Metadata-Version: 2.4
Name: mad_metric
Version: 0.0.6
Summary: A metric for acoustic music evaluation based on MAUVE and MERT
Author-email: Yichen Huang <wh4@andrew.cmu.edu>
Project-URL: Homepage, https://github.com/i-need-sleep/mad
Project-URL: Issues, https://github.com/i-need-sleep/mad/issues
Classifier: Programming Language :: Python :: 3
Classifier: Operating System :: OS Independent
Classifier: License :: OSI Approved :: MIT License
Requires-Python: >=3.8
Description-Content-Type: text/markdown
License-File: LICENSE
Requires-Dist: librosa>=0.10.0
Requires-Dist: mauve_text>=0.4.0
Requires-Dist: numpy>=1.23.0
Requires-Dist: pandas>=2.0.0
Requires-Dist: torch>=2.4.1
Requires-Dist: tqdm>=4.66.0
Requires-Dist: transformers>=4.31.0
Dynamic: license-file

# MAD
Implementation for MAUVE Audio Divergence (MAD) as described in [Aligning Text-to-Music Evaluation with Human Preferences](https://arxiv.org/abs/2503.16669). Sound examples for the meta-evaluation data can be found on our [demo page](https://mad-metric-83cde1d399d1.herokuapp.com/).
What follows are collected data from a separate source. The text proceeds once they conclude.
PR #1108, opened 2025-01-05
Add `ODE_DEFAULT_NORM` overload for GTPSA

mattsignorelli:
## Checklist

- [X] Appropriate tests were added
- [X] Any code changes were done in a way that does not break public API
- [X] All documentation related to code changes were updated
- [X] The new code follows the
- [X] Any new documentation only uses public API
  
## Additional context

I added an overload for `ODE_DEFAULT_NORM` with `TPS` types where it calculates the 2-norm of the scalar (0th order) part of the `TPS`, and is necessary because the GTPSA C library does not allow `sqrt(TPS(0))` as the derivatives are undefined. 

The calculation of the norm of the scalar part follows from what I see in the `Tracker` extension. If instead it should calculate a norm including all monomial coefficients/partial derivatives, I can quickly change that to the function `GTPSA.normTPS`.

### DIFF
--- a/ext/DiffEqBaseGTPSAExt.jl
+++ b/ext/DiffEqBaseGTPSAExt.jl
@@ -13,13 +13,21 @@ end
 value(x::TPS) = scalar(x)
 value(::Type{TPS{T}}) where {T} = T
 
-ODE_DEFAULT_NORM(u::TPS, t) = @fastmath abs(value(u))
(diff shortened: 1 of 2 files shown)


ChrisRackauckas:
>  If instead it should calculate a norm including all monomial coefficients/partial derivatives, I can quickly change that to the function GTPSA.normTPS

That would be better because then it would be guaranteed convergent.

mattsignorelli:
Done.

PR #1112, opened 2025-02-10
Import `totallength` in ForwardDiff extension

devmotion:
I think this is necessary and should fix downstream issues I just ran into:

```julia
  Got exception outside of a @test
  MethodError: no method matching totallength(::Vector{ForwardDiff.Dual{ForwardDiff.Tag{Pumas.Tag, ForwardDiff.Dual{ForwardDiff.Tag{Pumas.Tag, Float64}, Float64, 2}}, ForwardDiff.Dual{ForwardDiff.Tag{Pumas.Tag, Float64}, Float64, 2}, 1}})
  The function `totallength` exists, but no method is defined for this combination of argument types.
  
  Closest candidates are:
    totallength(::ForwardDiff.Dual)
     @ DiffEqBaseForwardDiffExt ~/.julia/packages/DiffEqBase/DnAEG/ext/DiffEqBaseForwardDiffExt.jl:504
```

### DIFF
--- a/Project.toml
+++ b/Project.toml
@@ -1,7 +1,7 @@
 name = "DiffEqBase"
 uuid = "2b5f629d-d688-5b77-993f-72d75c75574e"
 authors = ["Chris Rackauckas <accounts@chrisrackauckas.com>"]
-version = "6.162.1"
+version = "6.162.2"
 
 [deps]
 ArrayInterface = "4fba245c-0d91-5ea0-9b3e-6abc04ee57a9"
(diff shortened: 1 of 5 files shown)


ChrisRackauckas (approved):

ChrisRackauckas:
fuck I bungled the hotfix sorry. I don't know how this wasn't caught in the first set of tests but I tested this locally on an autodiff solve case and we seem good now.

PR #1120, opened 2025-02-23
Add error_control keyword

ErikQQY:
Add an `error_control` keyword

For https://github.com/SciML/BoundaryValueDiffEq.jl/pull/287


ErikQQY:
Tests failure not related?

ChrisRackauckas:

The MusicPrefs dataset is available on [Huggingface](https://huggingface.co/datasets/i-need-sleep/musicprefs/tree/main).

## Installation
Install using pip:
```
pip install mad_metric
```
Or, install from source:
```
git clone https://github.com/i-need-sleep/mad.git
cd mad
pip install -e .
```

## Usage
Programmic usage:
```
from mad_metric import compute_mad
score = compute_mad(
    eval_dir='DIR_OF_AUDIO_FILES_TO_BE_EVALUATED',
    ref_dir='DIR_OF_REFERENCE_AUDIO_FILES',
    [optional arguments...]
)
```
Command line usage:
```
mad_metric [-h] [--eval_dir EVAL_DIR] [--ref_dir REF_DIR] [--eval_embs_dir EVAL_EMBS_DIR] [--ref_embs_dir REF_EMBS_DIR] [--log_csv LOG_CSV] [--batch_size BATCH_SIZE] [--model_name MODEL_NAME] [--layer LAYER]
                  [--aggregation AGGREGATION]
```
* `eval_dir`: The directory of audio files to be evaluated.
* `eval_embs_dir`: If both `eval_dir` and `eval_embs_dir` are specified, the computed embeddings of the files will be stored under `eval_embs_dir`. If only `eval_embs_dir` is provided, the MAUVE score will be computed directly using the provided embeddings. At least one of `eval_dir` and `eval_embs_dir` must be provided.
* `ref_dir`: Similar to `eval_dir`. We use [FMA-Pop](https://github.com/microsoft/fadtk/blob/main/datasets/fma_pop_tracks.csv) in our experiments.
* `ref_embs_dir`: Similar to `eval_embs_dir`.
* `log_csv`: The path to the csv file logging the MAD scores.
* `batch_size`: The batch size used when computing embeddings.
* `model_name`, `layer`, `aggregation`: Specifies which embeddings are used to compute the divergence. Defaults to the best setup with MERT according to our synthetic meta-evaluation with FMA-Pop as the reference set.